= Farhan, Emir of Loheia =

Farhan (fl. 1762) was an 18th-century Emir of Loheia (modern Al Luḩayyah, Yemen).

A former slave who had risen to high office under the Imam Al-Mahdi Abbas, Farhan was the governor of Al Luḩayyah in the mid-18th century when a group of Danes visiting Arabia on an “expedition of observation and discovery” sought permission to travel through his territory:

“Dola, or Emir, is the title which the Arabs give to the governors of cities. He of Loheia was an Emir, and his name was Farhan. He was a native of Africa, and entirely black; but had been brought into Arabia in his youth, and sold to a man of rank, who was since dead, after having occupied one of the first offices in the service of the Imam. He had given young Farhan a good education, and had obtained for him a small office, in which he gave so much satisfaction, that his merit soon raised him to be Dola of a considerable city. We found him to possess the dignified politeness of a nobleman, the strictest integrity, and the candid benevolence of a true friend to mankind.”

Emir Farhan was open-minded and intellectually curious. As the Europeans he had previously met had been only traders he was surprised to learn the Danes had a doctor, a botanist and an astronomer among their party, and at once suggested they stay some time in his territory to pursue their researches before travelling on to their destination, Mocha, under his protection. As the Danes had previously met with far more hostile receptions from governors of Arab cities they were impressed with Farhan's very different approach, and though their schedule did not allow a long stay parted from him after two months with strong regret. The account of their travels written by expedition member Carsten Niebuhr singles him out affectionately as ”the good Farhan” and mentions his particular interest in the scientific instruments the Danes had brought.

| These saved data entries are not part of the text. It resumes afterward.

PR #111, opened 2023-10-24
Strip README path

adamchainz:
setuptools allows whitespace after `file:`, as in `file: README.rst`. It needs stripping when converting to TOML, otherwise setuptools will fail to find the README.

### DIFF
--- a/tests/test_readme.py
+++ b/tests/test_readme.py
@@ -110,6 +110,21 @@ setuptools.setup(
     assert readme_path.read_text(encoding="utf-8").rstrip("\n") == long_description
 
 
+def test_file_with_space(project) -> None:
+    setup_cfg = """\
+[metadata]
+name = test-project
+version = 0.0.1
+long_description = file: README.rst
+"""
+
+    project.setup_cfg(setup_cfg)
+    project.write("README.rst", "Dummy README\n")
+    project.setup_py()
+    result = project.generate()
+    assert result["project"]["readme"] == "README.rst"
+
+
 @parametrize_readme_type
 def test_file_with_content_type(project, extension: str, mime_type: str) -> None:
     readme_filename = f"README.{extension}"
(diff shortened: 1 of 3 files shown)


diazona:
Thanks! Could you add a test that verifies this behavior? (or someone else can help with that if you don't want to do it) 

Also don't forget to add a changelog fragment using towncrier. The [towncrier docs](https://towncrier.readthedocs.io/en/stable/cli.html#towncrier-create) should explain how - basically run `towncrier create` with suitable options - but let me know if you want more specific instructions.

adamchainz:
Done and done!

tests/test_readme.py
```diff
@@ -110,6 +110,21 @@ def test_string_without_content_type_setuppy(project) -> None:
     assert readme_path.read_text(encoding="utf-8").rstrip("\n") == long_description
 
 
+def test_file_with_space(project) -> None:
+    setup_cfg = """\
+[metadata]
+name = test-project
+version = 0.0.1
+long_description = file: README.rst
```
sjlongland, line 118: Do we know if `setup.cfg` quietly strips trailing whitespace from strings?  I know it's an INI-file derivative, but not 100% certain on the semantics.

I'm confident the code will handle it anyway, so not overly concerned, but it might be helpful to add a similar test that makes sure.

diazona:
Thanks! One last thing, sorry: the commit message is rather sparse as is, so would you mind adding putting a bit more detail about what the bug was and what your fix is, and mention that you added a test for it?

tests/test_readme.py
diazona: Oh, yeah good idea, although personally I wouldn't consider it a blocker for this PR. I just wanted to make sure there is _some_ test exercising the change, but additional tests for edge cases can always come later.

adamchainz:
How’s this now?

diazona (approved):
Works for me 👌

tests/test_readme.py
diazona: Documented in #115, and we can figure out later what makes sense.

PR #114, opened 2023-10-25
Improve inline array and table creation

adamchainz:
Follow-up to #112 with some changes I was working on after the comments there.

1. Add a changelog note.
2. Make a generic function for making inline arrays and tables, to unclutter `_generate()`.
3. Don't turn `urls` into an inline table, as it is too cramped.
4. Add recursive assertion on types in `test_setup_command.py`.

### DIFF
--- a/src/setuptools_pyproject_migration/__init__.py
+++ b/src/setuptools_pyproject_migration/__init__.py
@@ -6,7 +6,8 @@ import tomlkit
 import warnings
 from packaging.specifiers import SpecifierSet
 from pep508_parser import parser as pep508
-from typing import Dict, List, Optional, Set, Tuple, Type, Union
+from tomlkit.api import Array, InlineTable
+from typing import Dict, List, Optional, Set, Tuple, Type, TypeVar, Union
 
 # After we drop support for Python <3.10, we can import TypeAlias directly from typing
 from typing_extensions import Required, TypedDict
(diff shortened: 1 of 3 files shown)


src/setuptools_pyproject_migration/__init__.py
```diff
@@ -282,9 +288,7 @@ def _generate(self) -> Pyproject:
 
         urls: Dict[str, str] = dist.metadata.project_urls
         if urls:
-            urls_table = tomlkit.inline_table()
-            urls_table.update(urls)
-            pyproject["project"]["urls"] = urls_table
+            pyproject["project"]["urls"] = urls
```
sjlongland, line 291: Did we intend to revert the `urls` field here from being an inline table back to a regular table?

sjlongland (commented):
Changes look good, just a little query on one change, we seem to be reverting to what was there before.

src/setuptools_pyproject_migration/__init__.py
adamchainz: Yes, since inline tables are one line they get cramped with URLs:

```toml
urls = {Homepage = "https://example.com/repo/example", Docs = "https://docs.example.com", Funding = "https://example.com/funding/", etc = "and so on and so forth"}
```

sjlongland (approved):

PR #99, opened 2023-10-25
Use built-in type annotation

### LINKED ISSUE #89: Use built-ins for type annotation
Since this repo support from Python 3.9+, we can use built-in types directly for generic type annotations, e.g., `list[str]` instead of `List[str]`.
Since this repo is not that big, so it seems okay to update the code to use the built-ins directly.

kangz12345:
This closes #89.

### DIFF
--- a/dataset.py
+++ b/dataset.py
@@ -6,7 +6,7 @@ import itertools
 import logging
 import time
 from collections import deque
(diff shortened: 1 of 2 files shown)


BECATRUE (approved):
LGTM!

BTW, I'm sorry we can't use `|` instead of `Union` because it is supported since Python 3.10.

PR #104, opened 2023-11-01
Fetch schedule in long-polling through `Subscriber`

### LINKED ISSUE #102: Plan for fetching scheduled queue through `Subscriber`
Like fetching the master dataset implemented in #96, I will updated the mechanism fetching the scheduled queue using `Subscriber`.

1. Implement the schedule tracker in `schedule.py`.
It is similar to `DatasetTracker`, but we don't need to track only modification, but just all scheduled queue, hence the implementation will be simpler.
3. Update `get_scheduled_queue()` in `main.py`. Now, we will read the tracked data from scheduler tracker.

BECATRUE:
This closes #102.

Now, the mechanism fetching the current schedule is implemented using `Subscriber`, similar to fetching datasets.
In addition, I replaced the term, "scheduled queue" with just "schedule".

I tested this with an actual ARTIQ device.


main.py
```diff
@@ -37,30 +37,7 @@
...
-        Args:
-            queue: A new scheduled queue.
-        """
-        self.updated_time = time.time()
-        self.queue = queue
-
-
-latest_schedule = ScheduleInfo()
-
+schedule_tracker: Optional[schd.ScheduleTracker] = None
```
kangz12345, line 38: How about writing these global assignments without empty lines between each line, just like the imports?

main.py
```diff
@@ -218,29 +201,23 @@ async def get_experiment_info(file: str) -> Any:
     return remote.examine(file)
 
 
-@app.get("/experiment/queue/", response_model=ScheduleInfo)
-async def get_scheduled_queue(updated_time: Optional[float] = None) -> Any:
-    """Gets the scheduled queue and returns it.
-
+@app.get("/schedule/")
+async def get_schedule(timestamp: float, timeout: Optional[float]) -> tuple[float, schd.Schedule]:
```
kangz12345, line 209: Please write the `Returns:` section.

schedule.py
```diff
@@ -0,0 +1,42 @@
...
+    """
+
+    def __init__(self):
+        """Extended."""
+        super().__init__()
+        self.modifed = asyncio.Event()
+        self.latest = -1
+
+    def get(self) -> tuple[float, Schedule]:
+        """Returns the current timestamp and schedule."""
```
kangz12345: "the current timestamp" looks awkward since it is actually the timestamp of the last modification.
If you don't want to repeat the definition of `latest`, you may write e.g. `Returns the latest timestamp and the current schedule`.

schedule.py
```diff
@@ -0,0 +1,42 @@
...
+        
+        All the coroutines that are waiting for the modified event will be awakened.
+        """
+        self.latest = time.time()
+        self.modifed.set()
+        self.modifed.clear()
+
+
+def notify_callback(tracker: ScheduleTracker, _mod: dict[str, Any]):
+    """Notifies modification to the tracker called as notify_cb() of sipyco system."""
```
kangz12345: Please write the `Args:` section.

tracker.py
```diff
@@ -0,0 +1,24 @@
+"""Module for base tracker."""
+
+from typing import Generic, Optional, TypeVar
+
+T = TypeVar("T")
+
+class Tracker(Generic[T]):
```
kangz12345, line 7: How about moving `notify_callback()` functions into `Tracker`? Their first arguments are the `Tracker` objects, so it would be fine to make them an abstract method of `Tracker`.
Then we don't have to use `functools.partial()`.

kangz12345 (changes requested):

tracker.py
BECATRUE: It looks much better! I will apply it.

kangz12345 (approved):
LGTM

PR #108, opened 2023-11-29
Support class name in submission

### LINKED ISSUE #107: Support class name in submission
Now, to simplify writing an experiment code, we use an inheritence among experiment classes.
For example,
```python
# .../test_library.py

from library.ttl import TTLWave, TTLPlay

class TestLibrary(TTLWave, TTLPlay):
    """Test a library"""

    def build(self):
        self.setattr_device("core")
        TTLWave.build(self)
        TTLPlay.build(self)

    @kernel
    def run(self):
        self.core.reset()
        self.wave(count=5, duration=1*us)
        delay(2*us)
        self.play()


# .../library/ttl.py

class TTLWave(EnvExperiment):
    """Create a long TTL wave"""

    def build(self):
        self.ttl = self.get_device("ttl22")

    @kernel
    def wave(self, count, duration):
        for i in range(count):
            self.ttl.pulse(duration / 2)
            delay(duration / 2)


class TTLPlay(EnvExperiment):
    """Play with 2 TTLs"""

    def build(self):
        self.ttl0 = self.get_device("ttl22")
        self.ttl1 = self.get_device("ttl23")

    @kernel
    def play(self):
        with parallel:
            with sequential:
                for _ in range(5):
                    self.ttl0.pulse(0.4*us)
                    delay(0.1*us)

            with sequential:
                for _ in range(2):
                    self.ttl1.pulse(1*us)
                    delay(1*us)
```

However, in this case, we CANNOT submit the experiment `test_library.py` with the original way;
`artiq_client submit .../test_library.py`,
because we SHOULD designate a specific experiment class as there are various classes, e.g., `TTLWave`, `TTLPlay`.

Hence, I will support to designate class name, i.e., [-c](https://m-labs.hk/artiq/manual/management_system.html#Named%20Arguments_repeat1) argument.
After done, I will update IQUIP as well as.

Like [artiq_client.py](https://github.com/m-labs/artiq/blob/master/artiq/frontend/artiq_client.py#L151), it looks sufficient just to add the class name into `expid`.

BECATRUE:
This closes #107. For details, please read the issue.

Now, we can submit an experiemtn with a specific class name.
```python
curl -X GET 'http://127.0.0.1:8000/experiment/submit/?file=test_jaehun/test_library_inheritence.py&cls=TestLibrary'
```

### DIFF
--- a/main.py
+++ b/main.py
@@ -327,17 +327,18 @@ def write_vcd(self):
 @app.get("/experiment/submit/")
 async def submit_experiment(  # pylint: disable=too-many-arguments, too-many-locals
     file: str,
+    cls: Optional[str] = None,
     args: str = "{}",
     pipeline: str = "main",
     priority: int = 0,
     timed: Optional[str] = None,
     visualize: bool = False,
-    cls: str = ""
 ) -> int:
     """Submits the given experiment file.
     
     Args:
         file: The path of the experiment file.
+        cls: The class name of the experiment to be submitted.
         args: The arguments to submit which must be a JSON string of a dictionary.
           Each key is an argument name and its value is the value of the argument.
         pipeline: The pipeline to run the experiment in.
@@ -346,8 +347,7 @@ async def submit_experiment(  # pylint: disable=too-many-arguments, too-many-loc
           None for no due date.
         visualize: If True, the experiment file is modified for visualization.
           The original file and vcd file are saved in the visualize path set in config.json.
-        cls: The class name of the experiment.
-          It is only necessary when the visualize argument is True.
+          The cls argument should be given.
     
     Returns:
         The run identifier, an integer which is incremented at each experiment submission.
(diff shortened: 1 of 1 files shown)


main.py
```diff
@@ -346,8 +347,7 @@ async def submit_experiment(  # pylint: disable=too-many-arguments, too-many-loc
           None for no due date.
         visualize: If True, the experiment file is modified for visualization.
           The original file and vcd file are saved in the visualize path set in config.json.
-        cls: The class name of the experiment.
-          It is only necessary when the visualize argument is True.
+          The cls argument should be given.
```
kangz12345, line 350: Why is this line required?

BECATRUE: It is because `cls` is necessary for visualization.
However, as we decided to use DAX, the visualizing feature will be deleted, so if you think it is unnecessary, I will remove it.

kangz12345: Oh, so you mean the `cls` should be given if `visualize` is `True`, right?

BECATRUE: Yes! You're right.

kangz12345 (approved):

PR #110, opened 2023-12-06
Lifespan is not working in Nix OS

### LINKED ISSUE #109: Lifespan is not working in Nix OS
**Describe the bug**
For safe management of various versions, I tested to use Nix OS configuration. 
In this process, I found that `app = FastAPI(lifespan=lifespan)` is not working.
I tried to realize the exact cause, but I couldn't..

However, as a temporary solution, we can use `startup` and `shutdown` event, the previous version of `lifespan`.

BECATRUE:
This resolves #109.

### DIFF
--- a/main.py
+++ b/main.py
@@ -9,7 +9,6 @@ import os
 import posixpath
 import shutil
 import time
-from contextlib import asynccontextmanager
 from datetime import datetime
 from enum import Enum
 from typing import Any, Optional, Union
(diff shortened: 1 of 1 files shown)


kangz12345:
Is this still preferred even if we are not using Nix OS anymore?

BECATRUE:
Oh, I forgot closing this issue.
Thanks for checking it.

PR #114, opened 2024-01-04
Send schedule using web socket

### LINKED ISSUE #113: Send schedule through web socket
As a part of #112, I will send schedule to each client through web socket.

Using a web socket, each client only need to connect to the proxy server once.
The server sends the updated schedule whenever it is modified, and clients always wait until a packet is received.

BECATRUE:
Now, a client i.e. IQUIP can fetch schedule using a web socket.

For test, run the code below.
```python
import json

def main():
    uri = "ws://localhost:8000/schedule/"

        while True:
            response = websocket.recv()
            data = json.loads(response)
            print(data)

main()
```

Its result is the following.

image

Additionally, I found out we didn't check Pylint for other files except for `main.py`, thus I updated it.

This closes #113.

### DIFF
--- a/main.py
+++ b/main.py
@@ -221,7 +221,7 @@ async def get_schedule(websocket: WebSocket):
         schedule = schedule_tracker.get()
         await websocket.send_json(schedule)
         while True:
-            await asyncio.wait_for(schedule_tracker.modifed.wait(), None)
+            await schedule_tracker.modifed.wait()
             schedule = schedule_tracker.get()
             await websocket.send_json(schedule)
     except websockets.exceptions.ConnectionClosedError:
--- a/main.py
+++ b/main.py
@@ -17,8 +17,9 @@ from typing import Any, Optional, Union
 import h5py
 import numpy as np
 import pydantic
+import websockets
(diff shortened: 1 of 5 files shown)


main.py
```diff
@@ -205,26 +206,28 @@ async def get_experiment_info(file: str) -> Any:
...
+    await websocket.accept()
     try:
-        await asyncio.wait_for(schedule_tracker.modifed.wait(), timeout)
-    except asyncio.TimeoutError:
-        return latest, schedule
-    return schedule_tracker.get()
+        schedule = schedule_tracker.get()
+        await websocket.send_json(schedule)
+        while True:
+            await asyncio.wait_for(schedule_tracker.modifed.wait(), None)
```
kangz12345: Isn't it equivalent to:
```python
await schedule_tracker.modified.wait()
```

kangz12345 (changes requested):
`WebSocket` looks so cool!

main.py
BECATRUE: Wow... Fantastic😮

kangz12345 (approved):
LGTM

The parting gifts they chose for him were a telescope and a watch.

They also mention an improvement he had made to the fortifications of Al-Luhayyah and the success of his troops in repelling a raid upon the city.

After Niebuhr's account was published in French, the example of Emir Farhan was cited in anti-slavery literature to disprove racist assertions of the supposed natural inferiority of Africans.